A New Direction for Patient Engagement: Upstream

When I heard Rana Awdish and Tiffany Christensen address the crowd, I sensed right away that something was different about their stories of sickness and health. Both Rana and Tiffany had found themselves approaching death on a hospital bed. One faced sudden, unexpected critical illness, and one faced chronic disease and a failing body. Both women needed to lean on friends and family more than they ever imagined they would. But then, they got better. And their families got better, too. Rana and Tiffany found systems to support them in their own communities, so that they and their families could carry on, straining but not breaking.
Hidden between the lines of these stories, I thought, was a strategy worth replicating.

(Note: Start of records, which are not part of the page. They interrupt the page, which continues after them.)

PR #3312, opened 2021-02-02
bugfix: S3C-3860: fix corner case multiple backend

alexandre-merle:
## Description
in case of multiple backend, we were writing twice
'continue' in the socket, leading to econnreset from the client
side

## Related issues

S3C-3860

### DIFF
--- a/lib/api/objectPutPart.js
+++ b/lib/api/objectPutPart.js
@@ -199,6 +199,12 @@ function objectPutPart(authInfo, request, streamingV4Params, log,
                     // eslint-disable-next-line no-param-reassign
                     objectLocationConstraint = backendInfoObj.controllingLC;
                 }
+                if (!multipleBackendGateway.isClientHandleMpu(
+                        objectLocationConstraint)) {
+                    // if data backend doesn't handle MPU, continue waterfall
+                    return next(null, destinationBucket,
+                    objectLocationConstraint, cipherBundle, splitter, null);
+                }
                 writeContinue(request, request._response);
                 return multipleBackendGateway.uploadPart(request,
                 streamingV4Params, null, size, objectLocationConstraint,
@@ -221,9 +227,14 @@ function objectPutPart(authInfo, request, streamingV4Params, log,
                             objectLocationConstraint, cipherBundle, splitter,
                             partInfo);
                     }
-                    // if data backend doesn't handle MPU, continue waterfall
-                    return next(null, destinationBucket,
-                    objectLocationConstraint, cipherBundle, splitter, null);
+                    let msg = 'backend is managing MPU but was';
+                    msg += ' not handle after uploadPart';
+                    log.error(msg, {
+                        error: errors.InternalError,
+                        method:
+                        'objectPutPart::multipleBackendGateway.uploadPart',
+                    });
+                    return next(errors.InternalError, destinationBucket);
                 });
             }
             return next(null, destinationBucket, objectLocationConstraint,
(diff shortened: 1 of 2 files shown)


alexandre-merle:
ping

lib/api/objectPutPart.js
```diff
@@ -221,9 +227,14 @@ function objectPutPart(authInfo, request, streamingV4Params, log,
                             objectLocationConstraint, cipherBundle, splitter,
                             partInfo);
                     }
-                    // if data backend doesn't handle MPU, continue waterfall
-                    return next(null, destinationBucket,
-                    objectLocationConstraint, cipherBundle, splitter, null);
+                    let msg = 'backend is managing MPU but was';
+                    msg += ' not handle after uploadPart';
```
ilkescality, line 231: could also use constant but it's okay either way
```suggestion
                    const msg = 'backend is managing MPU but was'
                        + ' not handle after uploadPart';
```

ilkescality (approved):

lib/data/multipleBackendGateway.js
```diff
@@ -183,6 +183,14 @@ const multipleBackendGateway = {
         return cb();
     },
 
+    isClientHandleMpu: location => {
+        const client = clients[location];
+        if (client.uploadPart) {
+            return true;
+        }
+        return false;
```
miniscruff, line 191:
```suggestion
        return clients[location].uploadPart;
```

miniscruff (changes requested):
Is there a test to go with the change or is this part of your "fix tests" branch?

lib/data/multipleBackendGateway.js
alexandre-merle: yes, an integration tests was already failing because of this

alexandre-merle: clients[location].uploadPart is a function, we don't want to return it :) we just check to validate if the backend is manage MPU (as uploadPart function in it)

miniscruff:
```suggestion
        return client[location].uploadPart !== undefined;
```
How about checking if it is undefined?

alexandre-merle: we could, but doing the all bert-e reset for a cosmetic change is maybe too much :D

jonathan-gramain (approved):

lib/data/multipleBackendGateway.js
miniscruff: I think this is not purely cosmetic as it is checking explicitly for undefined instead of just falsy. But either way, having bert-e do more work should not dictate what does and doesn't go into PRs. 

I think there is also added value to reducing the line count as it is generally a smoother read.

alexandre-merle: hardening the checks make sense i agree, we could even better put `typeof client[location].uploadPart === 'function'` , but i'm focusing on bugfixes here, i'll prefer to have a ticket to hardened the checks in different parts of cloudserver, not only this place (the point was not really bert-e, but the fact that i need to validate again the fix with all branches after it)

miniscruff: I prefer to handle bugfixes with some hardening when possible, but the extra time to validate does not seem worth it considering the number of fixes you already have. We should push for some hardening time for this type of effort soon.

miniscruff (approved):

lib/data/multipleBackendGateway.js
alexandre-merle: i agree on that, hardening will be the next maintenance priority i think

PR #3392, opened 2021-03-07
bf: S3C-4055 cloudserver metrics computation correction

naren-rajendran:
Metrics like incomingBytes, sizeDelta were not calculated correctly for actions like getObject and it is corrected now.


naren-rajendran:
Wrong base branch.

PR #3394, opened 2021-03-07
bf: S3C-4055 cloudserver metrics computation correction

naren-rajendran:
metrics like incomingBytes, sizeDelta were not calculated correctly for actions like getObject and it is corrected now.


rahulreddy:
@naren-scality Can you please change the base branch to `stabilization/7.9.0`? It needs to be picked up for 7.9.0

tests/utapi/utilities.js
```diff
@@ -0,0 +1,282 @@
...
+
+    testEvents.forEach(event => {
+        it(`should compute and push metrics for ${event.action}`, () => {
+            const eventPushed = pushMetric(event.action, log, event.metrics);
+            assert(eventPushed);
+            const compareObj = computeMetrics(event.action, event.metrics);
+            assert(compareObj);
+            Object.keys(compareObj).forEach(key => {
+                assert.strictEqual(eventPushed[key], compareObj[key]);
+            });
```
miniscruff: I think this can be assert.deepStrictEqual instead.

tests/utapi/utilities.js
```diff
@@ -0,0 +1,282 @@
...
+    const incomingBytes = action === 'getObject' ? 0 : newByteLength;
+    const sizeDelta = oldByteLength ? newByteLength - oldByteLength :
+        incomingBytes;
+    return {
+        objectDelta: isDelete ? -numberOfObjects : numberOfObjects,
+        sizeDelta: isDelete ? -byteLength : sizeDelta,
+        incomingBytes,
+        outgoingBytes: action === 'getObject' ? newByteLength : 0,
+    };
+}
```
miniscruff: Duplicating the logic into the test as the code itself isn't the best method of writing tests. For one it ties our tests to the internal logic which we should not do, we just want to test the observable result (eg the output). Additionally, this just proves that what comes in matches what comes out and not that what comes out is correct. For example, if you wrote the test by copy pasting the broken code, the test would still pass even though it was wrong.

Instead, create `expected` objects to compare to in your test array.

Basically it would be the same as doing: 
```js
const jsonString = '{"a": 5}';
assert.strictEqual(JSON.stringify(JSON.parse(jsonString)), jsonString);
```

miniscruff (changes requested):

tests/utapi/utilities.js
naren-rajendran: I am still working on this. This is not quite up for review yet, will convert this to draft. I have the correction but did not push it yet... too soon @miniscruff :)

naren-rajendran:
@bert-e reset

anurag4DSB (commented):
Do we not have any tests yet?

naren-rajendran:
> Do we not have any tests yet?

@anurag4DSB On cloudserver, no, we do not! We have integration tests for utapi v1 but not for v2.

anurag4DSB (approved):

tmacro (approved):

naren-rajendran:
@bert-e reset

tests/utapi/utilities.js
```diff
@@ -0,0 +1,471 @@
...
+        sinon.restore();
+    });
+
+    testEvents.forEach(event => {
+        it(`should compute and push metrics for ${event.action}`, () => {
+            const eventPushed = pushMetric(event.action, log, event.metrics);
+            assert(eventPushed);
+            Object.keys(event.expected).forEach(key => {
+                assert.deepStrictEqual(eventPushed[key], event.expected[key]);
+            });
```
miniscruff: I think just one assertion will work here.
```suggestion
            assert.deepStrictEqual(eventPushed, event.expected);
```

tests/utilities/mock/Utapi.js
```diff
@@ -0,0 +1,82 @@
+const express = require('express');
```
miniscruff, line 1: This feels like a lot of code for a mock. Feels like we would need to add tests here as it has a fair bit of logic.

naren-rajendran:
@bert-e reset

tests/utapi/awsNodeSdk.js
```diff
@@ -0,0 +1,375 @@
+const async = require('async');
```
miniscruff, line 1: I feel like this isn't wrong but a bit much. Both with the mock UTAPI server with express and recreating a bunch of events to send to UTAPI. Part of my concern here is too much testing as well as potentially duplicate testing.
It seems to me our unit testing and functional testing overlap here as well as what would probably be included in UTAPI v2. 

I don't really want to block the PR to come up with some sort of test plan or Venn Diagram of what is tested where but I don't want to blindly review all this code.

miniscruff (changes requested):

tests/utapi/utilities.js
naren-rajendran: Not all properties of the published event are compared, only metrics.

miniscruff (approved):

naren-rajendran:
@bert-e approve

naren-rajendran:
@bert-e reset

naren-rajendran:
@bert-e reset

naren-rajendran:
@bert-e reset

naren-rajendran:
@bert-e help

naren-rajendran:
@bert-e status

naren-rajendran:
@bert-e reset

naren-rajendran:
@bert-e help

naren-rajendran:
@bert-e reset

naren-rajendran:
@bert-e reset

naren-rajendran:
@bert-e force_reset

rahulreddy:
I am going to break 8.1 and 8.2 branches by merging this to allow 7.9 RC4 to be built. @naren-scality  will follow up with a fix for 8.1 and 8.2 branches.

The two women told their stories in December at the IHI National Forum, a convening of thousands of people passionate about improving the quality of health care worldwide. IHI President Derek Feeley kicked off the conference with a conversation with Rana and Tiffany, each of whom described a key ingredient in her healing: the ability to advocate for her own wellbeing — and her caregivers’ willingness to listen.

 

Patient engagement has become an increasingly mainstream part of the conversation when looking for ways to advance the quadruple aim — better outcomes, improved patient experience, lower costs, and more joy and meaning at work — and rightly so. But as Rana’s and Tiffany’s stories illustrated, the strides made in patient engagement most often occur at the bedside, when the patient is already sick. While we’re doing better than we have in the past, we must do better still.

 

Later that same day, Bryan Stevenson, a lawyer and social-justice advocate, spoke of his experience defending those whom the system has failed. He told the story of a scared 14-year-old black boy tried for capital murder as an adult for defending his abused mother. Stevenson made it radically apparent that racial disparities are still shamefully present in society today. However, he did not speak from a position of defeat or anger, but one of hope.

 

Stevenson outlined a clear solution to addressing these disparities in society: proximity. Get past our assumptions, get into real communities, and understand the needs of individuals based on where they live, work, and play. In the context of the IHI National Forum, Stevenson seemed to be asking us: Is the healthcare system failing our patients by remaining too removed from their lives, by waiting until they are laying in the hospital bed to engage them in their own care?

 

This boy had an advocate and a partner in Stevenson, who ultimately had his case transferred to juvenile court. Stevenson was able to serve his young client well because he intimately understood his everyday world. In health care, we can be that partner for our patients.

 

That’s when the pieces clicked together, and I saw clearly a more evolved definition of what it means to meaningfully engage patients. We need to engage and empower patients before they reach the hospital to minimize their risk of getting there in the first place. To truly achieve meaningful patient engagement and high-quality care, it is necessary not only to engage patients to better address their biological needs, but to address their social needs, as well. In other words, patient engagement needs to move upstream.

 

How? In practice, there are a number of things that healthcare providers and organizations can do to incorporate this idea of Upstream Patient Engagement, by building on the lessons learned from the bedside. For example:

 

  • As we redesign our practice to address social determinants of health, ask for the patient’s and family members’ perspectives. We must validate our assumptions about what problems our patients and families are facing to discover what would be most meaningful to them.
  • Tap into the knowledge of community-based organizations and individuals with lived experience. Many organizations are partnering with CBOs or employing Community Health Workers, who often have personal connections with the patients and communities they interact with, to inform policies and priorities to ensure that they positively impact the lives of those they serve.​
  • When we screen our patients for health-related social needs, ask about patients’ preferences for how to address them. Accounting for cultural, religious, or personal preferences can significantly increase the likelihood that the patient will make the necessary connections to helpful services. In Latino culture, for example, refusing food can be seen as a sign of disrespect, so it is difficult to control food choices at family celebrations. Referral to services should be an informed, not an automated, process.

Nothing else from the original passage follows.